Он посмотрел на трубку в руке, медленно нажал кнопку отбоя, так же медленно, не сводя взгляда с большой тяжелой трубки с толстой откидной антенной, положил ее на табурет у кровати. Посидел так минуту.
Лег, повернулся на бок и мгновенно уснул.
Проснувшись на следующий день утром, Стаська кое-как умылась и понеслась к тетке. Девушка летела на крыльях, улыбалась, как душевнобольная, и орала, припрыгивая от радости на весь подъезд, когда тетушка открыла дверь:
– Он позвонил!!! Он позвонил!!!
– Что и следовало ожидать, – невозмутимо высказалась княгинюшка, пропуская гремящую радостью несказанной племянницу в квартиру.
Два дня Стаська не могла толком ничего делать – она ждала! Она летала по квартире, пританцовывая, улыбалась и ждала следующего его звонка или приезда!
Дни капали, и тишина с той стороны пугающе и отрезвляюще сгущалась!

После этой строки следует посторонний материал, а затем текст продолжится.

PR #50, opened 2015-04-21
Improved the help notes of the production front controller

### LINKED ISSUE #47: Duplicate instantiation of AppKernel in app.php
Hello.

According to the comments in app.php, in order to enable the Symfony Reverse Proxy, you must uncomment the lines:

```
// require_once __DIR__.'/../app/AppCache.php';
// $kernel = new AppKernel('prod', false);
// $kernel->loadClassCache();
// $kernel = new AppCache($kernel);
// Request::enableHttpMethodParameterOverride();
```

However, the AppKernel is instantied and the ClassCache is loaded right before this block.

Радость перешла в недоумение, за которым настала трезвая оценка. Стася прокручивала в голове их разговор сотни раз – все слова, интонации, вздохи, молчания, недоговоренности, и призналась себе, что все правильно услышала и поняла – он не позвонит больше!
Что она себе придумала?! Он не позвонит и не появится в ее жизни!
На седьмой день, рано утром, после отупляющей бессонной ночи, Стаська встала с кровати и громко, на всю квартиру прокричала:
– Все, Больших!! Иди ты к черту!!
Через несколько дней они с Симой и Зоей Михайловной улетели в Вену.
Каждое утро Стаська просыпалась и говорила себе:
– Я не буду о нем думать! Я буду радоваться жизни!
И после произнесенного заклинания старательно начинала «радоваться жизни». Зимняя Австрия, долгие прогулки по городу, тихие уютные кафе с интеллигентными выхоленными стариками, просиживающими часами за столиками с чашечкой кофе и невероятно вкусными десертами – европейская благость. Осваивающая австрийскую кухню Зоя Михайловна, закармливающая семью разнообразными вкусностями, ночные «девичьи» посиделки и долгие разговоры с мамой и Симой, поездка в высокогорные Альпы, катание на горных лыжах, премиленький домик в окружении величественных сосен, прилагающиеся к отдыху развлечения – катание на санях, вечерние программы в ресторанах с кучей вездесущих русских туристов.
Красота!
Не отвлекло…
Не проходило, не забывалось и болело!
Когда летели назад, в Москву, Степан улыбался всю дорогу, вспоминая их разговор.
«Ты знаешь, сколько времени в городе Москве?»
Как она поняла, услышала его без слов и сказала единственно правильные слова, которых он, не понимая, не осознавая, ждал от нее, и эта Стаськина убежденность, встряхнувшая его:
«Ты единственный, кто может там со всем справиться! Никто больше!»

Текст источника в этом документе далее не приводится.